====== RECORDS SHOWN

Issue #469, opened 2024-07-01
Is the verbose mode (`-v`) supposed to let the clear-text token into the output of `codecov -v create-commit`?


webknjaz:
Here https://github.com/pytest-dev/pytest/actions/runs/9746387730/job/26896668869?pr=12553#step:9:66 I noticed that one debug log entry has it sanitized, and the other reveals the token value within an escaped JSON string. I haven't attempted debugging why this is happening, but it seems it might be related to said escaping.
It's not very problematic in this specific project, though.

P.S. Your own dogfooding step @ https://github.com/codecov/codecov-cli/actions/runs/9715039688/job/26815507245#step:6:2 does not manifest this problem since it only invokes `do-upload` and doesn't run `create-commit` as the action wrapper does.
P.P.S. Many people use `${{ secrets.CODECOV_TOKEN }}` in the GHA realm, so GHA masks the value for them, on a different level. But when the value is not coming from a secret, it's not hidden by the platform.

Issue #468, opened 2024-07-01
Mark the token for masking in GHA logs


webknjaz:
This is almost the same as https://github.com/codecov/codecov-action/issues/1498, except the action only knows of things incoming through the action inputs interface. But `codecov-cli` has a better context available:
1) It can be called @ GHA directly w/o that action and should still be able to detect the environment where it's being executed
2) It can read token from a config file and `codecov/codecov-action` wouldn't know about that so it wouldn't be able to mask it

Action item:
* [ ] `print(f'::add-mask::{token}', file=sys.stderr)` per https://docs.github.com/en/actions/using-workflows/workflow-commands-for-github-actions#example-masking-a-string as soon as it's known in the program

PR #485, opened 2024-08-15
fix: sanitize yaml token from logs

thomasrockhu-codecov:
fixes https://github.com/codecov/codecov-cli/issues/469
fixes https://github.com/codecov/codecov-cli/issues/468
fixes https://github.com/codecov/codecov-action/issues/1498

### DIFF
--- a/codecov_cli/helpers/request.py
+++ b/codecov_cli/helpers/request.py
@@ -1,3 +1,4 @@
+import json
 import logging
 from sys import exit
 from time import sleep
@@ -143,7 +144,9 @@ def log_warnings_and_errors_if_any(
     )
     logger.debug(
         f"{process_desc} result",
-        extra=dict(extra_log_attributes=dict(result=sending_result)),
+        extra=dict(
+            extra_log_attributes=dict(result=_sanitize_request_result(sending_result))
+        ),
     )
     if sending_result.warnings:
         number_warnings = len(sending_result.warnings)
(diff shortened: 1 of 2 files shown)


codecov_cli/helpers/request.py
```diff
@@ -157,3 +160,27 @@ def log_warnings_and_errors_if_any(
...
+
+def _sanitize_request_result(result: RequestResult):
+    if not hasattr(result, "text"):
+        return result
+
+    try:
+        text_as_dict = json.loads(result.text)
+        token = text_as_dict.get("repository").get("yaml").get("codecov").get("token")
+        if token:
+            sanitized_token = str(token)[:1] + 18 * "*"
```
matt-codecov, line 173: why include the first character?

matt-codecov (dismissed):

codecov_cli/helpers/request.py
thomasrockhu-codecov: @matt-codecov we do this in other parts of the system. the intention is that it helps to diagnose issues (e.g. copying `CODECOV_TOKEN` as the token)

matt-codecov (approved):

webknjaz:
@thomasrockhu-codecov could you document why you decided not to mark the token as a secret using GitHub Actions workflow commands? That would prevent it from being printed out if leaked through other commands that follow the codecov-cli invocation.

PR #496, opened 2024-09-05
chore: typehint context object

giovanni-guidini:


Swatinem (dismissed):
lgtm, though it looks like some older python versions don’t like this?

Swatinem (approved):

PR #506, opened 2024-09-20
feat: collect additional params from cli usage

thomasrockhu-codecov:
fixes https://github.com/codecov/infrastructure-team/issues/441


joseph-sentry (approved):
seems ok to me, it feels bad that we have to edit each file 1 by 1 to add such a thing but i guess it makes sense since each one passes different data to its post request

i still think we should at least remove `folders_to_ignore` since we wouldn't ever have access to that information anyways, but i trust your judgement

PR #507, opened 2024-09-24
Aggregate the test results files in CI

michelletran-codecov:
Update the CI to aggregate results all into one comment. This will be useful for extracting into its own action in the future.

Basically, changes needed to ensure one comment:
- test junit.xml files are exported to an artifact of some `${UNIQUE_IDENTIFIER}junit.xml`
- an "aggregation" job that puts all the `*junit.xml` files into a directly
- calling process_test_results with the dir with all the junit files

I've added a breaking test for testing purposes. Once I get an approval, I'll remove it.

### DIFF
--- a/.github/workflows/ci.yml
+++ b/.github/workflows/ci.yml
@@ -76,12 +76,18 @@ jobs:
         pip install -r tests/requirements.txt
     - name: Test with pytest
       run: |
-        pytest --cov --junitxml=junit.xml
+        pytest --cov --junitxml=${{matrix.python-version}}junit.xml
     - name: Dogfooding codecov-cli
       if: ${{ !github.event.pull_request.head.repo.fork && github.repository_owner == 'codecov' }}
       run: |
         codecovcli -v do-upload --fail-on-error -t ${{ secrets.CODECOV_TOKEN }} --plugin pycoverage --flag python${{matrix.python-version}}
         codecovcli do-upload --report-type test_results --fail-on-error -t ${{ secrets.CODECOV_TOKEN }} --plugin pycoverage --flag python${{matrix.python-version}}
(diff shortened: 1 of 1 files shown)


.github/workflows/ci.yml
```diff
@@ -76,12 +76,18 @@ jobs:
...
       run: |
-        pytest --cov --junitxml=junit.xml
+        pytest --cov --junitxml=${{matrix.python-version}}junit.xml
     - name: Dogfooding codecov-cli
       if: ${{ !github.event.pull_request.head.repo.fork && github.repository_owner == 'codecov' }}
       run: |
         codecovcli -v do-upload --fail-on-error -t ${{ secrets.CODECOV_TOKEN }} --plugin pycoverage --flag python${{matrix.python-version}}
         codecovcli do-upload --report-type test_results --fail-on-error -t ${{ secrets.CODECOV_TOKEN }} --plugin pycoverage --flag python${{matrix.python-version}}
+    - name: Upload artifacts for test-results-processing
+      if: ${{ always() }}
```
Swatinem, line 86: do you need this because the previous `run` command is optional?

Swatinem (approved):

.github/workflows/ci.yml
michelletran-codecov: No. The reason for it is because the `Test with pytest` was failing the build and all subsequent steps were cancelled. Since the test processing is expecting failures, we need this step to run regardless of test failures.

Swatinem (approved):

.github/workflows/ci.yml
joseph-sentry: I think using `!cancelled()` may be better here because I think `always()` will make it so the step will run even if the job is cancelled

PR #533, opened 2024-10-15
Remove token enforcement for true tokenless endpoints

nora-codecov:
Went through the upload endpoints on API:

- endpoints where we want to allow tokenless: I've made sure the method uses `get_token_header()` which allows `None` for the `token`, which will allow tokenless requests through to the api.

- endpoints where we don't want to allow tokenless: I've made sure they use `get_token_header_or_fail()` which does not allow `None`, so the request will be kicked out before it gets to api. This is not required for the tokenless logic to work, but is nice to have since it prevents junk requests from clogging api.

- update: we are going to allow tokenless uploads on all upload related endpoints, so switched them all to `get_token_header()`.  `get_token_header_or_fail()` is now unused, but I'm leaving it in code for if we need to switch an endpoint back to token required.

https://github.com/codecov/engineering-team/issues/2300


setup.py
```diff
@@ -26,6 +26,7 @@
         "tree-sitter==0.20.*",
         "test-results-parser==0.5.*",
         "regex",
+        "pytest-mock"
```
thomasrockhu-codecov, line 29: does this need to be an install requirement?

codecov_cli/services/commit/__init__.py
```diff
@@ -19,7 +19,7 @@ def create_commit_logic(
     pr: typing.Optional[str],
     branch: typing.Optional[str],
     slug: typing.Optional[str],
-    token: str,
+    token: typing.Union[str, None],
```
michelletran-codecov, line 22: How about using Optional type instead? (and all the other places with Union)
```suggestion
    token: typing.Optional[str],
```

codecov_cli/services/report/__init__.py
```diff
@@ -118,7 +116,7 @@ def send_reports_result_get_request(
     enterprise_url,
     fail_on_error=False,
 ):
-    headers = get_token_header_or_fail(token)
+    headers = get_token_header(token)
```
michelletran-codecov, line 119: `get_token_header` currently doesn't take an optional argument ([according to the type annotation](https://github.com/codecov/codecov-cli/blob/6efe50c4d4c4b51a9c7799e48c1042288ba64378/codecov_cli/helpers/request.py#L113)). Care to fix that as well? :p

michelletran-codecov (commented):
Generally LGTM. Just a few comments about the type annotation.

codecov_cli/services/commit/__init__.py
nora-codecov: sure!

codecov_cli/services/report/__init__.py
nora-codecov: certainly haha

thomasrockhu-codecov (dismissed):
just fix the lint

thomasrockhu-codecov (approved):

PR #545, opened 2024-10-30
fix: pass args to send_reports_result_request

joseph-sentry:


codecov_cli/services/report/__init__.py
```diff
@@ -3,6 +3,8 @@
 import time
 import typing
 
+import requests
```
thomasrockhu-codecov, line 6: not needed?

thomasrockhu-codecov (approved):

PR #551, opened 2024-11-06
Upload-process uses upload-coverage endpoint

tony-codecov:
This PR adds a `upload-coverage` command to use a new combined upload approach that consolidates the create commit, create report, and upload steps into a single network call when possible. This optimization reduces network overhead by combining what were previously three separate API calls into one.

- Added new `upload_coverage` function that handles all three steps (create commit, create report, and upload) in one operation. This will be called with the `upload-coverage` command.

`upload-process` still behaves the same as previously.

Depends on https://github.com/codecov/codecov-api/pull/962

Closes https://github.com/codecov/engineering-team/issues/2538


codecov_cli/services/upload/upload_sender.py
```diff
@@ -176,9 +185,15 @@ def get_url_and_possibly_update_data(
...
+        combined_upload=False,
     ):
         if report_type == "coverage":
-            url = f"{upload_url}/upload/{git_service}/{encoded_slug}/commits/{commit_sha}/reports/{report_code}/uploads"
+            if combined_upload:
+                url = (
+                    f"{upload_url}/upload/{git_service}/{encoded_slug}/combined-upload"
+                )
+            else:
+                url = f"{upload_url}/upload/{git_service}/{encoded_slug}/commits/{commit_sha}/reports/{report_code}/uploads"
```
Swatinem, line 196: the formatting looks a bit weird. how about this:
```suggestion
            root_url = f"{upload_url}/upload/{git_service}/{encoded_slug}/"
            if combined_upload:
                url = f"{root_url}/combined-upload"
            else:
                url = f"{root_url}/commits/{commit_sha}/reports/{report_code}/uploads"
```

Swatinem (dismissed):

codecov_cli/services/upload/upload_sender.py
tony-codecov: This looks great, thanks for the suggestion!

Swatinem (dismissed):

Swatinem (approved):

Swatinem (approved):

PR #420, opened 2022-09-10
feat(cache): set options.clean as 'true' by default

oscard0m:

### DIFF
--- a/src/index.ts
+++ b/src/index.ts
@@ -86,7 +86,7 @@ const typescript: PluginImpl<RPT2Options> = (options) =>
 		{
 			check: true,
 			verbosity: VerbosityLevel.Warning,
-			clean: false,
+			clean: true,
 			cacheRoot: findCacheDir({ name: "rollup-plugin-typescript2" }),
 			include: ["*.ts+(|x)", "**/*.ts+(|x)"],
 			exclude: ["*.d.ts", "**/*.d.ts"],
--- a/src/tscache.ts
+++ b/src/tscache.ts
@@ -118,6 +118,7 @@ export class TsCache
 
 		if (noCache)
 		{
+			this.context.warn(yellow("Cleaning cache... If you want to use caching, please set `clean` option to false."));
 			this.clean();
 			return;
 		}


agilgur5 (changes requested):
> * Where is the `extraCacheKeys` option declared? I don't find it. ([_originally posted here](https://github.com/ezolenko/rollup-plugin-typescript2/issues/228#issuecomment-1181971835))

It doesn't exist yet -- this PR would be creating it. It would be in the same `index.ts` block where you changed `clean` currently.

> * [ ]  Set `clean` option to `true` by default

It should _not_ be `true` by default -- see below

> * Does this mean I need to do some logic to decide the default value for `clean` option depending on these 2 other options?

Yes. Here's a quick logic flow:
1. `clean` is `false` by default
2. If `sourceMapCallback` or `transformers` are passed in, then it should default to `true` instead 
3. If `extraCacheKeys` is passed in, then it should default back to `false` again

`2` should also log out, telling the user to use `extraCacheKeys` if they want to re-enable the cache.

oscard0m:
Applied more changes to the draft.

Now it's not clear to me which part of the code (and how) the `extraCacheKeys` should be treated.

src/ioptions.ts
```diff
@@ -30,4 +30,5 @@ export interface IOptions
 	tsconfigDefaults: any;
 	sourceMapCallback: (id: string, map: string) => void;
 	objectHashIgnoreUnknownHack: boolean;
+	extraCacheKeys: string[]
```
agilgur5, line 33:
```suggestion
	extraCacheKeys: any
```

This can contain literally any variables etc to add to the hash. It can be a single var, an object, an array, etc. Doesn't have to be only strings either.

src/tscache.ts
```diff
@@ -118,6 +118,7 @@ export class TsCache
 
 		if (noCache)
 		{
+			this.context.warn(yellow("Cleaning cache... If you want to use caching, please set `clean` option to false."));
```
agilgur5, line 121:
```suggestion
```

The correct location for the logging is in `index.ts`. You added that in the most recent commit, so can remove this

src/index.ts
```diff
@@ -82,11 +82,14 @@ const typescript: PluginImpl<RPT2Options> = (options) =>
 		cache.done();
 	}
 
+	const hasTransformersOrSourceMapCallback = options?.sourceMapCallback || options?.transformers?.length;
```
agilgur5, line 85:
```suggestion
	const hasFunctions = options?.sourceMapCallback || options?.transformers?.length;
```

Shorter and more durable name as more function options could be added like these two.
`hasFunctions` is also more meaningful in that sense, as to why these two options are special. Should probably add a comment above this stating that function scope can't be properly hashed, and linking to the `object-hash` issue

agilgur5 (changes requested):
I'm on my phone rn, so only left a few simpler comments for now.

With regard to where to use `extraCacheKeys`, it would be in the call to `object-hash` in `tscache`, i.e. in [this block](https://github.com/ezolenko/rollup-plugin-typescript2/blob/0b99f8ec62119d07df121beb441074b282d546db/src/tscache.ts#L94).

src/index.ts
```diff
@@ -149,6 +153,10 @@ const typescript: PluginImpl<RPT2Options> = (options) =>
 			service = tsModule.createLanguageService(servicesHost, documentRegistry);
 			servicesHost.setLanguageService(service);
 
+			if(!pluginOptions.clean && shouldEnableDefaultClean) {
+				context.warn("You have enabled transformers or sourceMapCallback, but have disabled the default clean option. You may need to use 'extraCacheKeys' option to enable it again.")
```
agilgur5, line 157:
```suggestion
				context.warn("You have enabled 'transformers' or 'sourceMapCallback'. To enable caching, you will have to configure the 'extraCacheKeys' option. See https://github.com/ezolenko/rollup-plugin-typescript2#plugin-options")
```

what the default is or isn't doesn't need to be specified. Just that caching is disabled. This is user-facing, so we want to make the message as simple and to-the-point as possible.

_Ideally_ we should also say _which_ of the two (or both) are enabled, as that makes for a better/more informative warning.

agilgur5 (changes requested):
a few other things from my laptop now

============

> [TASK TO COMPLETE]: After identifying the lines above that contain "opened", copy each one.

> [RESULT BELOW]:
Issue #469, opened 2024-07-01
Issue #468, opened 2024-07-01
PR #485, opened 2024-08-15
PR #496, opened 2024-09-05
PR #506, opened 2024-09-20
PR #507, opened 2024-09-24
PR #533, opened 2024-10-15
PR #545, opened 2024-10-30
PR #551, opened 2024-11-06
PR #420, opened 2022-09-10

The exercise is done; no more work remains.